何當歸含笑望著殷勤張羅的錢嬤嬤,慢聲細語地吩咐荷藕:“去跟管人事的冷嬤嬤說一聲,七爺園子裏的人,都到了換一換的時候了。首先,那兩名嬤嬤年紀大了,放出去養老吧。剛才那幾個穿綠褂子的小丫鬟,家生子就交給冷嬤嬤重新分配;不是家生的,我的意思是也不必再教了,直接把人放出去。這是我的一點淺見,請冷嬤嬤自己斟酌、參考罷。”

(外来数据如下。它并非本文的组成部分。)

Issue #843, opened 2021-11-02
Remove dependency on Linux in gNOI Admin Service


bocon13:
Stratum currently depends on Linux headers, which means it can't be built natively on Mac.

For example,
```
warning: unknown warning option '-Werror=maybe-uninitialized'; did you mean '-Werror=uninitialized'? [-Wunknown-warning-option]
stratum/hal/lib/common/admin_utils.cc:5:10: fatal error: 'linux/reboot.h' file not found
#include <linux/reboot.h>
         ^~~~~~~~~~~~~~~~
1 warning and 1 error generated.
```

We can use platform defines (e.g. `__linux__`) to help identify the target, so we can use Bazel to determine on a target by target basis what the behavior should be with a select and some custom defines.

For example, we probably don't want want to reboot the machine for stratum_dummy or stratum_bmv2, but we could kill the process.

On Mac in general, we probably just want to return gRPC UNIMPLENTED (instead of rebooting the developer machine).

--------

There's also a dependency in `hal.cc`:
```
In file included from stratum/hal/lib/common/hal.cc:5:
./stratum/hal/lib/common/hal.h:156:28: error: use of undeclared identifier 'sighandler_t'
  absl::flat_hash_map<int, sighandler_t> old_signal_handlers_;
```
This might have some hints on how to address the signal handler issue: https://github.com/MichaelSasser/pdfcrack-ng/pull/2/files

Michaellin250:
Can I take on this issue? :) First time contributing In a while!

bocon13:
@Michaellin250 Go for it! Please let us know if the issue or objective isn't clear enough, and we can provide more details/guidance.

Michaellin250:
Hi. I did a pull request and made the change. Let me know if it works!!

pudelkoM:
Fixed by #1013

PR #846, opened 2021-11-02
Remove dependency on Linux in gNOI Admin Service

Michaellin250:
Fixes issue #843

### DIFF
--- a/stratum/hal/lib/common/admin_utils.cc
+++ b/stratum/hal/lib/common/admin_utils.cc
@@ -2,7 +2,9 @@
 // Copyright 2018-present Open Networking Foundation
 // SPDX-License-Identifier: Apache-2.0
 
-#include <linux/reboot.h>
+#ifdef __linux__
+  #include <linux/reboot.h>
+#endif
 #include <openssl/md5.h>
 #include <openssl/sha.h>
 #include <sys/reboot.h>
--- a/stratum/hal/lib/common/hal.cc
+++ b/stratum/hal/lib/common/hal.cc
@@ -312,7 +312,11 @@ Hal* Hal::GetSingleton() {
   // Register the signal handlers and save the old handlers as well.
   std::vector<int> sig = {SIGINT, SIGTERM, SIGUSR2};
   for (const int s : sig) {
-    sighandler_t h = signal(s, SignalRcvCallback);
+    #ifdef __APPLE__
+    	sig_t h = signal(s, SignalRcvCallback);
+    #else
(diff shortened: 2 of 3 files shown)


stratum/hal/lib/common/hal.cc
```diff
@@ -312,7 +312,11 @@ ::util::Status Hal::RegisterSignalHandlers() {
   // Register the signal handlers and save the old handlers as well.
   std::vector<int> sig = {SIGINT, SIGTERM, SIGUSR2};
   for (const int s : sig) {
-    sighandler_t h = signal(s, SignalRcvCallback);
+    #ifdef __APPLE__
+    	sig_t h = signal(s, SignalRcvCallback);
+    #else
```
pudelkoM, line 317: Not a huge fan of having platform specific code inline with implementations. This could probably be a `typedef`.

pudelkoM:
With these `ifdef`s I counted 4 MacOS specific code variations.
I wonder if it makes sense to collect them into a single `glue/platform.h` file? @bocon13

stratum/hal/lib/common/hal.cc
pudelkoM: In fact, it's the same type:


```c
typedef void (*sig_t) (int);
```

https://developer.apple.com/library/archive/documentation/System/Conceptual/ManPages_iPhoneOS/man3/signal.3.html


```c
typedef void (*sighandler_t)(int);
```

https://man7.org/linux/man-pages/man2/signal.2.html

stratum/hal/lib/common/admin_utils.cc
```diff
@@ -2,7 +2,9 @@
 // Copyright 2018-present Open Networking Foundation
 // SPDX-License-Identifier: Apache-2.0
 
-#include <linux/reboot.h>
+#ifdef __linux__
+  #include <linux/reboot.h>
+#endif
```
bocon13, line 7: We also need to make a change in `AdminServiceUtilsInterface::Reboot()` below.

This might be a good candidate for the `glue/platforms.h` file. Define Reboot there and then we can call it here.

pudelkoM:
I looked into this issue a little more and unfortunately found that the `AuthPolicyChecker` uses epoll, a Linux specific polling mechanism: https://github.com/stratum/stratum/blob/main/stratum/lib/security/auth_policy_checker.cc#L9

`AuthPolicyChecker` is used in all externally facing gRPC services, like P4RT, gNMI and gNOI.

Even if we fix the `AdminService`, it still would not build on MacOS.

荷藕、鹿瑤目瞪口呆地聽完,鹿瑤忍不住問:“那我們呢?我們這幾名二等丫鬟,奶奶要如何處置?”
何當歸擱下茶盅,低頭研究著指甲說:“你們當然是好的,繼續努力吧,我就喜歡聽話的丫頭,薄荷她們那樣的,我最喜歡了。”
荷藕聯想到早起時,七奶奶一直叫她們別跟著,她們卻一直在後麵跟著不放……荷藕腦門生出兩顆汗珠,一句人情話都不給嬤嬤和小丫鬟們求,快速地應道:“奶奶放心,奴婢這就去跟冷嬤嬤說!”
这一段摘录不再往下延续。